• **EXERCISE DATA**:
* * *

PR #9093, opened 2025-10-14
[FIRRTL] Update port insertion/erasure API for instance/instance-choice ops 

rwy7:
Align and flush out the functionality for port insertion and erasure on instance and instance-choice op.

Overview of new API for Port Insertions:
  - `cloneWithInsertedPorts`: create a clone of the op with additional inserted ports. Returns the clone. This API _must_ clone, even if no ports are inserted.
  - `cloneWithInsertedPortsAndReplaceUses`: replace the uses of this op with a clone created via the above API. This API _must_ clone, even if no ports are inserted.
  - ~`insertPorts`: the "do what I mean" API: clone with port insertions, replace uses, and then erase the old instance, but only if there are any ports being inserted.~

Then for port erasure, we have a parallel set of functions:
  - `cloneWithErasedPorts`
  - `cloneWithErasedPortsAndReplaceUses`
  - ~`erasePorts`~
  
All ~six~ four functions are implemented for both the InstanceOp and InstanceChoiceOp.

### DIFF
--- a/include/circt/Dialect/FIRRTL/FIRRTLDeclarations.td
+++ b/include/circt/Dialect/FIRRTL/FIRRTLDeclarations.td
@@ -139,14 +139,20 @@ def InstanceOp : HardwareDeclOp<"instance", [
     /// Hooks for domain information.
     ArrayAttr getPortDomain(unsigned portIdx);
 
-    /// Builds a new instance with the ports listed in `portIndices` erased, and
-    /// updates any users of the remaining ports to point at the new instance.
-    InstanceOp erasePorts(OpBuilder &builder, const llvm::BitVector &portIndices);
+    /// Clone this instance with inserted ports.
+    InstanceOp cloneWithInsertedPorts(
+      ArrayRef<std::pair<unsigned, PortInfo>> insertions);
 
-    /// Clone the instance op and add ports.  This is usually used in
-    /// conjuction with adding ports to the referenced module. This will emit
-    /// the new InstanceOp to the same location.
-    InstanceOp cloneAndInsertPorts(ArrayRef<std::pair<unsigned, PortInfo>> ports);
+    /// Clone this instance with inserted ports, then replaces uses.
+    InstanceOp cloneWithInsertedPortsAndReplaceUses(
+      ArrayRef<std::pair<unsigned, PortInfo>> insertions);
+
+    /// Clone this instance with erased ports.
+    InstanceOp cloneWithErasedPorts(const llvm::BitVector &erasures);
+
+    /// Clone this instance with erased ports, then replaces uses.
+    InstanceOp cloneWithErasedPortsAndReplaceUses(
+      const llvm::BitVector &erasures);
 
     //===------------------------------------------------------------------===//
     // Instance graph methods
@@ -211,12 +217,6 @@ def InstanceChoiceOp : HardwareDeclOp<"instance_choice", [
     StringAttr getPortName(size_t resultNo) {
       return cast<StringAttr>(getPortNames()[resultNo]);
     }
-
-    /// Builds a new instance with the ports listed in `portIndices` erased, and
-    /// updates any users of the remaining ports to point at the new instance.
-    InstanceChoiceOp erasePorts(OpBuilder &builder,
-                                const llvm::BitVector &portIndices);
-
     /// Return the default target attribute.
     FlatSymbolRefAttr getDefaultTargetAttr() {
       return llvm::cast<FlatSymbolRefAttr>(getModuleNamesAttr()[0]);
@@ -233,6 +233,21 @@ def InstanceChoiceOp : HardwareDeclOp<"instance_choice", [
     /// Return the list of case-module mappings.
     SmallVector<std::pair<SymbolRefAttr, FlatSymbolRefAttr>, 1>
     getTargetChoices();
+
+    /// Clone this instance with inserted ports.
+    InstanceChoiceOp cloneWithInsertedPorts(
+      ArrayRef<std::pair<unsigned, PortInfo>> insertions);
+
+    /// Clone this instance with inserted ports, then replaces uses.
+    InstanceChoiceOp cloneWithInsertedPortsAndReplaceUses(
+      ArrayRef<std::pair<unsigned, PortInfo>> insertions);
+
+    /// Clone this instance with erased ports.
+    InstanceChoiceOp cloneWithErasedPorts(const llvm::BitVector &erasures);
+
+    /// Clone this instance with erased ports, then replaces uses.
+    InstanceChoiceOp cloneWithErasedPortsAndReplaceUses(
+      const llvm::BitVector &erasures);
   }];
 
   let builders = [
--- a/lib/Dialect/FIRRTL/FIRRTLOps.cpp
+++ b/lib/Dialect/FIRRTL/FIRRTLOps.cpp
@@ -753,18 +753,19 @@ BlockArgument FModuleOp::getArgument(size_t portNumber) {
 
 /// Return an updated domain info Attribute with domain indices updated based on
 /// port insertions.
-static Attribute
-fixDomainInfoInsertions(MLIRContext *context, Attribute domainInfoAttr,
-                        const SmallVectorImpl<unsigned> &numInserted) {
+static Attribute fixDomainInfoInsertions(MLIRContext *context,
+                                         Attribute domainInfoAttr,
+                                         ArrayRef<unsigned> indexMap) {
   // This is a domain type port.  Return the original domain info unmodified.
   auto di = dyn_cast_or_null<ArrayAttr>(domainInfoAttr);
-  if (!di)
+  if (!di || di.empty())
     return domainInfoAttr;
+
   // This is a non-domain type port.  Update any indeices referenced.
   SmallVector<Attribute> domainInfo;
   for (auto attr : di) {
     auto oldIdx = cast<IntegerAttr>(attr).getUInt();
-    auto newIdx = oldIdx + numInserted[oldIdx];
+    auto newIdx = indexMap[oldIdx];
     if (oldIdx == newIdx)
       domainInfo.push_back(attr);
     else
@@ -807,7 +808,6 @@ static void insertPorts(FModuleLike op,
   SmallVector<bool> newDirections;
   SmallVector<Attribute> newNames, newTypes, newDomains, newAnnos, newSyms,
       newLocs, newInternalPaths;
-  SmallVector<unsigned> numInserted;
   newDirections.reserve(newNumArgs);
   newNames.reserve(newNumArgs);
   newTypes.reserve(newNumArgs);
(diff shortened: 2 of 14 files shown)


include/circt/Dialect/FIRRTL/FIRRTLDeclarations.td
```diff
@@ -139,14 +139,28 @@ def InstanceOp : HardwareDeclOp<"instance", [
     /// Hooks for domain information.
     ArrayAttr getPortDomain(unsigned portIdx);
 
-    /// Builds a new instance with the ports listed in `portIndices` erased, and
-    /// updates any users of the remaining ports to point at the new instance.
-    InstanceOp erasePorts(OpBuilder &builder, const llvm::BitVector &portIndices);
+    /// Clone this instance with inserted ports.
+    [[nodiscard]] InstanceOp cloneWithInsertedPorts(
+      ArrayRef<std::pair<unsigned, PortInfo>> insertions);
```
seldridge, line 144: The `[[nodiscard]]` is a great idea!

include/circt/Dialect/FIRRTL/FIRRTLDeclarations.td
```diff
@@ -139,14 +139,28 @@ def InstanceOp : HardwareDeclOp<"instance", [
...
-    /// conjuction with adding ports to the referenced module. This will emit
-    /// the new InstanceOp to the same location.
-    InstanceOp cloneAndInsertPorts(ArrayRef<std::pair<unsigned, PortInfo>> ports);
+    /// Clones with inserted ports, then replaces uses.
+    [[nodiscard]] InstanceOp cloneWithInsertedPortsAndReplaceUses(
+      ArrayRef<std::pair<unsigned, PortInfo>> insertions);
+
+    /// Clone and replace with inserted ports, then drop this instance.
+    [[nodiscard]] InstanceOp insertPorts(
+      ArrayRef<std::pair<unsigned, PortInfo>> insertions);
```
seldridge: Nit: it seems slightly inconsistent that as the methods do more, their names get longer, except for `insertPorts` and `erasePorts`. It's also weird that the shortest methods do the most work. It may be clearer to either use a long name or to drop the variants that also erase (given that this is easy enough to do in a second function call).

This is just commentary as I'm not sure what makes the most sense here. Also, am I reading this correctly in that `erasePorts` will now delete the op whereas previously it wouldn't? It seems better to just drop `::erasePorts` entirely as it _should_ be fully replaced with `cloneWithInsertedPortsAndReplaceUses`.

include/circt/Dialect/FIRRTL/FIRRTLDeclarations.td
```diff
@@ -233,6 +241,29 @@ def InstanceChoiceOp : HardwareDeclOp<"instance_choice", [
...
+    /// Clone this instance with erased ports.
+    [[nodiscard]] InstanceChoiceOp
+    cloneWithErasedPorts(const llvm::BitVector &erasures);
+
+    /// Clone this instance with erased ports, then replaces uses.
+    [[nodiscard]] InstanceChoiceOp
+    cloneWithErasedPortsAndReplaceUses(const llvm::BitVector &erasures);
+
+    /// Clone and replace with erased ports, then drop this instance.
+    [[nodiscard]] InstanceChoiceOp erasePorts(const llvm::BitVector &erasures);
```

* * *

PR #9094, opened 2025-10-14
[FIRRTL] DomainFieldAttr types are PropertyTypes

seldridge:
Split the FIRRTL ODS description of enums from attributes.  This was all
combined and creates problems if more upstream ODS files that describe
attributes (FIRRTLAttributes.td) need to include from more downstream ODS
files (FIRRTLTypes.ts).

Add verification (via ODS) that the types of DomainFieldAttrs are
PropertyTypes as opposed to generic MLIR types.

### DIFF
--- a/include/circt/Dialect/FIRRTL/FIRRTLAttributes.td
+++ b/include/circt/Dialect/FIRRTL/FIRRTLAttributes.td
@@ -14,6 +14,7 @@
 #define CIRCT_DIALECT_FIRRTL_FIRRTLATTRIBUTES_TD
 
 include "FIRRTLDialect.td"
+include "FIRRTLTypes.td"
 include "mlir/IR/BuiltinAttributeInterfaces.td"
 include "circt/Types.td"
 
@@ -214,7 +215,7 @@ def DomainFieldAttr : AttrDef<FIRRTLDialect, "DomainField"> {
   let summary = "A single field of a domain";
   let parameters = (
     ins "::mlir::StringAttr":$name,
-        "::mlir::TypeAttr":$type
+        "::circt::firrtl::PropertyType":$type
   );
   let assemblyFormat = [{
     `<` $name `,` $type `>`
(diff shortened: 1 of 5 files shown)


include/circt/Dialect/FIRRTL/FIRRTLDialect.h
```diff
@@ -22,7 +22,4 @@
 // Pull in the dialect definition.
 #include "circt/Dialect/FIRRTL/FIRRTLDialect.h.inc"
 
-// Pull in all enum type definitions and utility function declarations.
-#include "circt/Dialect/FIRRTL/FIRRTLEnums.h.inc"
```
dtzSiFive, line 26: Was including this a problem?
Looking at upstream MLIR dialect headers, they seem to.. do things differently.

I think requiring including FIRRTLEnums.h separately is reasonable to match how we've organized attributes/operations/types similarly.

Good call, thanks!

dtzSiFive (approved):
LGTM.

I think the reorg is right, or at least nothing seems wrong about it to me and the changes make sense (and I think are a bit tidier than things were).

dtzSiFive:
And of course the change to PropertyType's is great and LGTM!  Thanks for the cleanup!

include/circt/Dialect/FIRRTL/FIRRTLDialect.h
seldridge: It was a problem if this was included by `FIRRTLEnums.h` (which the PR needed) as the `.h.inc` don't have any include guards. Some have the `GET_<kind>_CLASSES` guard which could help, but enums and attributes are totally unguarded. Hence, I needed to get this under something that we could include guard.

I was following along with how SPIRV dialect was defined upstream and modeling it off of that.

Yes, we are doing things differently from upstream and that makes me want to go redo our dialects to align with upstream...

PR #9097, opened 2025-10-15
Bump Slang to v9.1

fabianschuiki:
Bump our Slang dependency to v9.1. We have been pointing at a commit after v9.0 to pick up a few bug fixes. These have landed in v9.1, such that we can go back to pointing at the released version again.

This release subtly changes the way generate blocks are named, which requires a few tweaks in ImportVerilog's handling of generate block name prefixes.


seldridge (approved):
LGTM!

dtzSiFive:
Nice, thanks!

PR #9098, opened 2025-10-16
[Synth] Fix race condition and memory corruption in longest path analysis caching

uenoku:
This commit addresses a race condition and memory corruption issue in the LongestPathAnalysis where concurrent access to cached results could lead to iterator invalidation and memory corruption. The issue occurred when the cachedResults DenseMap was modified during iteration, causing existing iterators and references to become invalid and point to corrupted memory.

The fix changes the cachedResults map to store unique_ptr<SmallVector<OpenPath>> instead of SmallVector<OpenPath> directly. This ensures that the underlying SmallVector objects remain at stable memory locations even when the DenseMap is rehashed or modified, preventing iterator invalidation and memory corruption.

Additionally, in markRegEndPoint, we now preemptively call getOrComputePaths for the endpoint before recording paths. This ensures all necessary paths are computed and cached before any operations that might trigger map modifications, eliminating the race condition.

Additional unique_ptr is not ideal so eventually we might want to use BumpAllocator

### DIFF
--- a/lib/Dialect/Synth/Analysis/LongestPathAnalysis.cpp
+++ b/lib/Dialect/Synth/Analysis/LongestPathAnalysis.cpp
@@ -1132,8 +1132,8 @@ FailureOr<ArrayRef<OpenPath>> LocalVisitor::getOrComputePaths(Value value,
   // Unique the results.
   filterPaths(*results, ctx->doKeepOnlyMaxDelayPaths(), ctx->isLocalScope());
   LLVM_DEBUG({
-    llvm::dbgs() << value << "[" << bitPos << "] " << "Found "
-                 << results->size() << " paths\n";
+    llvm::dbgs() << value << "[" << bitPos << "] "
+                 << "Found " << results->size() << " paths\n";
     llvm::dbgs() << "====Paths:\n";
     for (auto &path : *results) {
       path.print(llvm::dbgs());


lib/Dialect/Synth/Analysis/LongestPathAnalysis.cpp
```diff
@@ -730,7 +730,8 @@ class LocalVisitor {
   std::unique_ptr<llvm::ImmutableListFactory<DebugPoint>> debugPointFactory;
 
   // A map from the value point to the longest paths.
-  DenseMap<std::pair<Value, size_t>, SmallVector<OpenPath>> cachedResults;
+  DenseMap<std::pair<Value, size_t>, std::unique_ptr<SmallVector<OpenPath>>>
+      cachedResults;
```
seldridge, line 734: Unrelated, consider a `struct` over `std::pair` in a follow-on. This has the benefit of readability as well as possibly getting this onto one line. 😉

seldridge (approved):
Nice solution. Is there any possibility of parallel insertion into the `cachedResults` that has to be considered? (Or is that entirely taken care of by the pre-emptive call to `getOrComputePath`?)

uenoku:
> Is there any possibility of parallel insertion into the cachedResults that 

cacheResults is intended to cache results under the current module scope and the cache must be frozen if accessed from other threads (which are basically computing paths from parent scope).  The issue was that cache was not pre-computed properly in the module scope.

* * *

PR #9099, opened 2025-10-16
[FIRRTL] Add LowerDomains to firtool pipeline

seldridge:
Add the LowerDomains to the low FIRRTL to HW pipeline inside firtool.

* * *

Return, with no change at all, every line in the entries above from the line containing "PR #9093, opened 2025-10-14" through the line containing "create a clone".

• **SOLVED EXERCISE**:
PR #9093, opened 2025-10-14
[FIRRTL] Update port insertion/erasure API for instance/instance-choice ops 

rwy7:
Align and flush out the functionality for port insertion and erasure on instance and instance-choice op.

Overview of new API for Port Insertions:
  - `cloneWithInsertedPorts`: create a clone of the op with additional inserted ports. Returns the clone. This API _must_ clone, even if no ports are inserted.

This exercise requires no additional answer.